## Work order
Pull every line containing the word "while" from the records.

(Dataset entries)

PR #3813, opened 2025-01-26
stm32/eth: rename PHY->Phy, GenericSMI -> GenericPhy. Remove unneeded unsafes.

Dirbaio:
We shouldn't use `unsafe` to mark merely "dangerous" actions, only actions that
actually cause UB.


Dirbaio:
bender run

PR #4116, opened 2025-04-19
DRAFT: stm32wb55 - sync cpu2 with hsem when entering sleep

ckrenslehner:
I did not find where to mark this as draft, but here is a basic implementation of using the HSEM for syncing the with the CPU2 when entering sleep.
The stm32wb55 requires this when accessing some peripherals

Among these are: 
- RNG
- Crypto
- Stop Mode
- Flash

The concrete flow charts for entering and exiting STOP mode are in this [document](https://www.st.com/content/ccc/resource/technical/document/application_note/group1/43/ea/2f/dc/10/a3/46/e6/DM00598033/files/DM00598033.pdf/jcr:content/translations/en.DM00598033.pdf)
Page 23f.

I have some general questions:
- How should I handle the HSEM creation
- Now its created via the init and then passed to the executor again similar to the RTC
- The HSEM is needed in other places too. But with other underlying HSEM IDs. Should I split the HSEM into separate ID-Structs or how could I model such usecase in rust/embassy the best way?

I would greatly appreciate feedback on how to model this "correctly" :-)

### DIFF
--- a/embassy-stm32/src/hsem/mod.rs
+++ b/embassy-stm32/src/hsem/mod.rs
@@ -4,17 +4,96 @@ use embassy_hal_internal::PeripheralType;
 
 use crate::pac;
 use crate::rcc::RccPeripheral;
-// TODO: This code works for all HSEM implemenations except for the STM32WBA52/4/5xx MCUs.
+// TODO: This code works for all HSEM implementations except for the STM32WBA52/4/5xx MCUs.
 // Those MCUs have a different HSEM implementation (Secure semaphore lock support,
 // Privileged / unprivileged semaphore lock support, Semaphore lock protection via semaphore attribute),
 // which is not yet supported by this code.
 use crate::Peri;
 
 /// HSEM error.
-#[derive(Debug)]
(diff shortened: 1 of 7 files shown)


ckrenslehner:
Okay I also realized that keeping the HSEM initialized all the time needs to be avoided. Otherwise, entering the stop mode is not possible because, of the RCC init from the HSEM Module.

So to enter sleep the low power executor needs to init the HSEM peripheral on the inside to sync with CPU 2.

donghoonpark:
Is there any progress with #4092? I'm the one who is desperately waiting this feature and if you don't mind I have willing to test it in my hardware. Is it working stop mode implemenation with cpu2 network feature?

ckrenslehner:
Hi! I did not get any feedback anymore. No there is no progress. If you could test it on your hardware this would be great! :-)

xoviat:
Are you still open to working on this?

ckrenslehner:
I do not have access to the hardware anymore, unfortunately!

Dirbaio:
Hello,

PR #4119, opened 2025-04-21
nrf53: add WDT support

### LINKED ISSUE #480: nrf53: add WDT support
There's two watchdogs WDT0, WDT1, while the existing driver assumes only one named WDT. Needs some refactor, should be easy.

0e4ef622:
Closes #480.

### DIFF
--- a/embassy-nrf/src/wdt.rs
+++ b/embassy-nrf/src/wdt.rs
@@ -120,7 +120,7 @@ impl<T: Instance> Watchdog<T> {
 
         let mut handles = [const { WatchdogHandle { index: 0 } }; N];
         for i in 0..N {
-            handles[i] = unsafe { WatchdogHandle::steal(T::INDEX, i as u8) };
+            handles[i] = unsafe { WatchdogHandle::steal::<T>(i as u8) };
             handles[i].pet();
         }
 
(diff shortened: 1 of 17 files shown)


embassy-nrf/src/wdt.rs
```diff
@@ -178,25 +189,50 @@ impl WatchdogHandle {
...
+    const REGS: pac::wdt::Wdt;
+}
+
+/// WDT instance.
+#[allow(private_bounds)]
+pub trait Instance: SealedInstance + PeripheralType + 'static + Send {
+    /// Interrupt for this peripheral.
+    type Interrupt: interrupt::typelevel::Interrupt;
+    /// Index of the watchdog instance.
+    const INDEX: u8;
```
Dirbaio, line 225: can you put `INDEX` in `SealedInstance`, so we don't make it public?

0e4ef622: I had it public because `WatchdogHandle::steal` is also public and it takes the instance index. Actually I could make `steal` take the instance as a type parameter instead.

Dirbaio: ah right . yeah that works.

Dirbaio (approved):
thanks!

PR #4120, opened 2025-04-22
[embassy-usb-dfu] Add generic DFU marking interface

Gerharddc:
This commit adds an interface that allows users to customise how the bootloader is informed that DFU mode is needed on the next boot.


lulf (approved):
Thanks!

PR #4123, opened 2025-04-23
Manually implement the future for `with_timeout`

alexmoon:
Using `async fn` for these functions causes the memory for `fut` to be double-allocated due to rust-lang/rust#62958. Switching to a manual implementation of the future prevents the double-allocation which may be significant if the future is large.

### DIFF
--- a/embassy-time/src/timer.rs
+++ b/embassy-time/src/timer.rs
@@ -1,8 +1,7 @@
 use core::future::{poll_fn, Future};
-use core::pin::{pin, Pin};
+use core::pin::Pin;
 use core::task::{Context, Poll};
 
-use futures_util::future::{select, Either};
 use futures_util::stream::FusedStream;
 use futures_util::Stream;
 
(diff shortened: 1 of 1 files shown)


embassy-time/src/timer.rs
```diff
@@ -46,24 +43,50 @@ pub trait WithTimeout {
...
-    async fn with_deadline(self, at: Instant) -> Result<Self::Output, TimeoutError> {
-        with_deadline(at, self).await
+    fn with_deadline(self, at: Instant) -> UntilTimer<Self> {
+        with_deadline(at, self)
+    }
+}
+
+/// Future for the [`with_timeout`] and [`with_deadline`] functions.
+#[must_use = "futures do nothing unless you `.await` or poll them"]
+pub struct UntilTimer<F> {
```
Dirbaio, line 69: could you rename this to `TimeoutFuture`? 

It makes sense to call `xxxFuture` things that implement Future

Dirbaio:
Thanks!

ArXen42:
Noticed that after updating embassy with this PR merged my firmware size dropped by a few % for both flash and RAM.
Neat!

PR #4124, opened 2025-04-24
Add function to allow re-init rcc config for stm32

mickem:
I had a need to configure an external clock generator and then switch to it which means I needed to call init and then configure RCC.
After som input from the matrix chat this is what I came up with.

Not sure if this makes sense, and I did not find any test so I have not added tests.
Might make sense to add an example but as a meaningful example would require a specific external clock generator I am unsure how to proceed but it would be possible to add:

```rust
#[embassy_executor::main]

    // Configure the external clock here

    {
        use embassy_stm32::rcc::*;
        config.rcc.hse = Some(Hse {
            freq: mhz(8),
            mode: HseMode::Bypass,
        });
        config.rcc.pll = Some(Pll {
            src: PllSource::HSE,
            prediv: PllPreDiv::DIV1,
            mul: PllMul::MUL9,
        });
        config.rcc.sys = Sysclk::PLL1_P;
        config.rcc.ahb_pre = AHBPrescaler::DIV1;
        config.rcc.apb1_pre = APBPrescaler::DIV2;
        config.rcc.apb2_pre = APBPrescaler::DIV1;
    }
    embassy_stm32::reinitialize_rcc(config);

    info!("end program");
}
```

### DIFF
--- a/embassy-stm32/src/lib.rs
+++ b/embassy-stm32/src/lib.rs
@@ -616,3 +616,31 @@ fn init_hw(config: Config) -> Peripherals {
         p
     })
 }
+
+
+/// Re-initialize the `embassy-stm32` clock configuration with the provided configuration.
+///
+/// This is useful when you need to alter the CPU clock after configuring peripherals.
+/// For instance, configure an external clock via spi or i2c.
+///
+/// Please not this only re-configures the rcc and the time driver (not GPIO, EXTI, etc).
+///
+/// This should only be called after `init`.
+#[cfg(not(feature = "_dual-core"))]
+pub fn reinitialize_rcc(config: Config) {
+    critical_section::with(|cs| {
+        unsafe {
+            rcc::init(config.rcc);
+
+            // must be after rcc init
+            #[cfg(feature = "_time-driver")]
+            time_driver::init(cs);
+
+            #[cfg(feature = "low-power")]
+            {
+                crate::rcc::REFCOUNT_STOP2 = 0;
+                crate::rcc::REFCOUNT_STOP1 = 0;
+            }
+        }
+    })
+}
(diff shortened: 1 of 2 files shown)


mickem:
Build fail due to the critical section variable is not used in (I assume here) som configurations. Not sure of a good way to handle this I could rename the variable _cs or I could split the code but since it is a closure it is hard to add feature toggles on it...

Dirbaio:
Thanks!

- Could you make the function `embassy_stm32::rcc:reinit()` instead of `embassy_stm32::reinitialize_rcc()`?
- It should take only the RCC config, not the whole embassy-stm32 config.
- Could you deduplicate the code inside the CS? This way if something gets added there in the future we ensure both init and reinit stay in sync.

embassy-stm32/src/lib.rs
```diff
@@ -600,19 +601,38 @@ fn init_hw(config: Config) -> Peripherals {
...
+/// Re-initialize the `embassy-stm32` clock configuration with the provided configuration.
+///
+/// This is useful when you need to alter the CPU clock after configuring peripherals.
+/// For instance, configure an external clock via spi or i2c.
+///
+/// Please not this only re-configures the rcc and the time driver (not GPIO, EXTI, etc).
+///
+/// This should only be called after `init`.
+#[cfg(not(feature = "_dual-core"))]
+pub fn reinit(config: rcc::Config) {
```
Dirbaio, line 620: could you move this to the RCC module so it's called as `embassy_stm32::rcc:reinit()` as I said in my last comment and not `embassy_stm32::reinit()`?

mickem: Sorry, I did not see the rcc, please beware that we now have two `rcc::init*` functions which is somewhat awkward.
Also not 100% sure if the `crate::time_driver::init(_cs)` should also be moved but given your feedback I assume this is what we want.

One option for the two `rcc:init` function would be to wrap the old `rcc::init` inside the new `rcc::init_rcc` but unsure if this is what we want.

Dirbaio (approved):
thank you!

PR #4125, opened 2025-04-24
STM32: Configurable bank support

### LINKED ISSUE #2309: STMG4 Dual Bank Flash support
I have noticed that STMG4 support was added a few days ago:

https://github.com/embassy-rs/embassy/pull/2294

However, this PR is not going to work correctly on dual bank flash MCUs such as STM32G474VE that I work with. The reason is that dual bank mode uses 2KB page size while single bank uses 4K pages.

image

I worked around this issue by deleting two pages on each call to `blocking_erase_sector` when I was implementing embassy bootloader several weeks ago. Additionally errata 2.2.2 should be implemented (I reused the same code from `f4.rs/save_data_cache_state()` as the workaround procedure is the same). Other functions beside erasing the sector work without changes.

(btw I have not tested the PR, however I took the same approach as the author and reused the code from `g0.rs` so I assume that there are the same issues I faced.)

diondokter:
It builds locally, but not sure how I can make the metapac work here without it being merged there since the stm32-data-generated only exists for main...

https://github.com/embassy-rs/stm32-data/pull/596

To make this work, I added two features 'single-bank' and 'dual-bank'. They are optional. If a chip can't configure this, the user doesn't have to select one.
If a chip does have multiple flash options, selecting one of the features is required. There's also a cfg being set so the flash drivers knows it needs to check the configured settings.

The config system is generic, ~but it's only implemented for the G4 in this PR~.

An alternative approach is going the same route as the dual core settings where you get a STM32* feature for single bank and one for dual bank. Let me know if that's more desirable.

closes #2309


diondokter:
Alright, I've implemented the configurable flash support for all STM chips I could find that have that feature in one way or another

diondokter:
bender run

jamesmunns:
bender run

bugadani:
bender run

jamesmunns (approved):
Fake approval to see if that makes bender happy, don't actually merge

jamesmunns:
bender run

diondokter:
Alright, this should be finished.

I found there was some dual bank implementation for the F4 series. So I could rip that out. This makes the PR net negative LOC! :D

The F4 & F7 series are weird with their banks and sectors, but they should work.
For anything that runs on the HIL I've added dual/single-bank feature with which they should be factory programmed, so should all remain working.

diondokter:
Hmmm well, I'm sure I didn't break the uart and that it's flaky somehow

lulf (commented):
Looks good to me, I've merged https://github.com/embassy-rs/stm32-data/pull/596 so please update this PR with the correct ref.

diondokter:
Alright, that should be it!

PR #4126, opened 2025-04-24
[embassy-rp] Add disable and enable tx and rx functions for UART

marcemmers:
When writing some Modbus code on top of the RP2040 UART I encountered break and framing errors. I traced this back to the fact that my hardware pulls down the RX pin whenever I am transmitting data.

The UART peripheral has support for disabling RX or TX without influencing the other. It seemed like a good addition to make this available.

I thought about creating a type that freezes the UartRx or UartTx so you cannot have it disabled and try to receive or send respectively but could not figure it out since I am still learning rust.

Also, it is my first PR here so some guidance might be necessary, thanks for that!

### DIFF
--- a/examples/rp/src/bin/uart_rs485.rs
+++ b/examples/rp/src/bin/uart_rs485.rs
@@ -1,0 +1,62 @@
+//! This example shows how to use UART (Universal asynchronous receiver-transmitter) in the RP2040 chip.
+//!
+//! No specific hardware is specified in this example. Only output on pin 0 and pin 2, and input on pin 1 is tested.
+//! The Raspberry Pi Debug Probe (https://www.raspberrypi.com/products/debug-probe/) could be used
+//! with its UART port.
+
+#![no_std]
+#![no_main]
+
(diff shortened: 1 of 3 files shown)


examples/rp/src/bin/uart_rs485.rs
```diff
@@ -0,0 +1,62 @@
+//! This example shows how to use UART (Universal asynchronous receiver-transmitter) in the RP2040 chip.
+//!
+//! No specific hardware is specified in this example. Only output on pin 0 and pin 2, and input on pin 1 is tested.
+//! The Raspberry Pi Debug Probe (https://www.raspberrypi.com/products/debug-probe/) could be used
+//! with its UART port.
```
9names, line 5: Please update this file comment, it's not correct - I assume you copied this example and forgot to update it

9names (changes requested):
Please add an entry to the embassy-rp changelog for this change.

Dirbaio:
Hello,

PR #4127, opened 2025-04-24
Update opamp code to current stm32-metapac

skoe:
Some trivial enums have been removed from the OpAmp API in stm32-metapac, this PR updates the HAL accordingly.


Dirbaio:
thank you!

## Reply
There's two watchdogs WDT0, WDT1, while the existing driver assumes only one named WDT. Needs some refactor, should be easy.
However, this PR is not going to work correctly on dual bank flash MCUs such as STM32G474VE that I work with. The reason is that dual bank mode uses 2KB page size while single bank uses 4K pages.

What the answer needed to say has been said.